29 September 2020
Landslide light – an experimental study
Posted by Dave Petley
Landslide light – an experimental study
Landslide light is the mass movement equivalent of the better known but still somewhat mysterious earthquake light (EQL) phenomena. According to Wikipedia:
An earthquake light is a luminous aerial phenomenon that reportedly appears in the sky at or near areas of tectonic stress, seismic activity, or volcanic eruptions. Skeptics point out that the phenomenon is poorly understood and many of the reported sightings can be accounted for by mundane explanations
The phenomenon is widely reported but poorly documented properly, and it appears to take many forms. There is considerable doubt as to whether the phenomenon is real, but investigations continue. A range of physical processes have been proposed to account for EQL, should it be real.
Landslide light has also been reported, mostly as a result of very large slope failures in crystalline rock masses. It is possible that in some cases earthquake light might in fact be landslide light, caused by coseismic slope failure But, once again, the existence of landslide light is unproven and is controversial.
A paper just published in the journal Earth, Planets and Space (Enomoto et al. 2020), available open access, presents an experimental study of the landslide light mechanism. In this work, the authors have energetically sheared two rock blocks against each other, and have recorded the resultant emissions using a very sensitive camera and with a spectroradiometer, which measures the spectrum of thermoluminescence from the rocks. The set up was quite basic, which is of course a positive – this is the illustration from the paper:
The authors use the archive literature in Japan to suggest that at least five cases of earthquake lights were in reality landslide lights, arguing that the study provides insight into the wider phenomenon. The research was undertaken on a range of rocks representative of the potentially unstable mountains of Japan, including course-grained granite, pyroclastic rock, biotite-bearing rhyolite, limestone, and serpentinite.
The authors found that as a result of the collisions the rocks did generate photoemissions.
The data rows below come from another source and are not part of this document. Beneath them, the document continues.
PR #513, opened 2020-05-25
GUACAMOLE-1078: Add Catalan Language to Guacamole

JordiRoman:
This branch provides the Catalan translation for the guacamole-client project (version 1.1.0).

Thank you very much.

PR #572, opened 2020-11-02
GUACAMOLE-1205: Bump Guacamole Client components to version 1.3.0

necouchman:
This bumps impacted client components to version `1.3.0`.  Of note for this:
* There were changes to both `guacamole-common` and `guacamole-common-js`, so they get bumped up to `1.3.0`
* There were no changes at all to `guacamole-auth-header`, including the pending change requests for the last of the issues.
* There are no committed changes to `guacamole-auth-ldap` or `guacamole-auth-saml`; however, because there are pending pull requests for those for translation fixes, I went ahead and bumped up the version numbers.

Let me know if I missed anything.

### DIFF
--- a/doc/guacamole-example/pom.xml
+++ b/doc/guacamole-example/pom.xml
@@ -26,7 +26,7 @@
     <groupId>org.apache.guacamole</groupId>
     <artifactId>guacamole-example</artifactId>
     <packaging>war</packaging>
-    <version>1.2.0</version>
+    <version>1.3.0</version>
     <name>guacamole-example</name>
     <url>http://guacamole.apache.org/</url>
 
@@ -106,7 +106,7 @@
         <dependency>
             <groupId>org.apache.guacamole</groupId>
             <artifactId>guacamole-common</artifactId>
-            <version>1.1.0</version>
+            <version>1.3.0</version>
             <scope>compile</scope>
         </dependency>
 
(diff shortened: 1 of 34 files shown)


mike-jumper (changes requested):
I think some changes are missing for guacamole-auth-header:

* The main `<version>` within `pom.xml` was not bumped.
* The `guac-manifest.json` was not updated.

mike-jumper:
> I think some changes are missing for guacamole-auth-header: ...

_Almost_ never mind. I was wrong on guacamole-auth-header having been touched (see apache/guacamole-manual#150), but that being the case its guacamole-ext dependency shouldn't have been updated here.

mike-jumper (changes requested):
Per apache/guacamole-manual#150:

* It looks like guacamole-auth-header shouldn't have been bumped
* Depending on whether there are pending changes for guacamole-auth-saml, it looks like that shouldn't have been bumped, either.

necouchman:
> Almost never mind. I was wrong on guacamole-auth-header having been touched (see apache/guacamole-manual#150), but that being the case its guacamole-ext dependency shouldn't have been updated here.

Ah, for some reason I thought we'd still want to rev the guacamole-ext version used by it, but makes sense. I've removed that change from the commit.

necouchman:
> Depending on whether there are pending changes for guacamole-auth-saml, it looks like that shouldn't have been bumped, either.

The Catalan add in #513 impacted the SAML extension.

mike-jumper:
> Ah, for some reason I thought we'd still want to rev the guacamole-ext version used by it, but makes sense.

Probably habit from past releases. In the pre-1.x days, we definitely needed to bump guacamole-ext each release or the extensions would be broken.

mike-jumper (approved):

The nature of these varied according to the rock type, with granite producing a “whitish spark streak during impact”, whereas the pyroclastic rock produced a “glowing gaseous red lightning”. This is the appearance of the emissions from granite for example:-
All of the rocks tested, except the serpentinite, generated photemissions (likely dominated by temperature driven frictional heating), but the authors concluded that the actual processes probably differed according to the mineralogy of the rocks.
This is a really interesting result, although I am not sure that it is particularly surprising. The authors write that the “experimental results are consistent with eye-witness testimony of landslide EQL.”
I wonder if this is true? The phenomenon generated here is very short-lived and is local to the shear surface. Landslide light is longer duration and appears beyond the ground surface. Are these two things the same? Either way this study is valuable for providing an approach to understand these reported events, and as with all good studies, the main conclusion might be that more research is needed.
Enomoto, Y., Yamabe, T., Mizuhara, K. et al. 2020. Laboratory investigation of earthquake lightning due to landslide. Earth Planets Space 72, 108. https://doi.org/10.1186/s40623-020-01237-8
This particular phenomenon has been known for a long time by geochemists. These measurements serve to substantiate the fact more fully and are therefore useful. Excellent work.
I am reminded of flint being struck against steel or grinding wheels. Mechanical friction produces heat while fine particles are dislodged and combust.
Landslide and earthquake light sound like triboluminescence happening on a large scale. Hit two pieces of semi-transparent quartz together in the dark to see photoemissions – now imagine that effect compounded during a rock mass failure event when billions(?) of crystal bonds are rupturing simultaneously and sequentially.
I believe that light dancing along the tops of waves is also a feature of a tsunami. Might that phenomena be linked?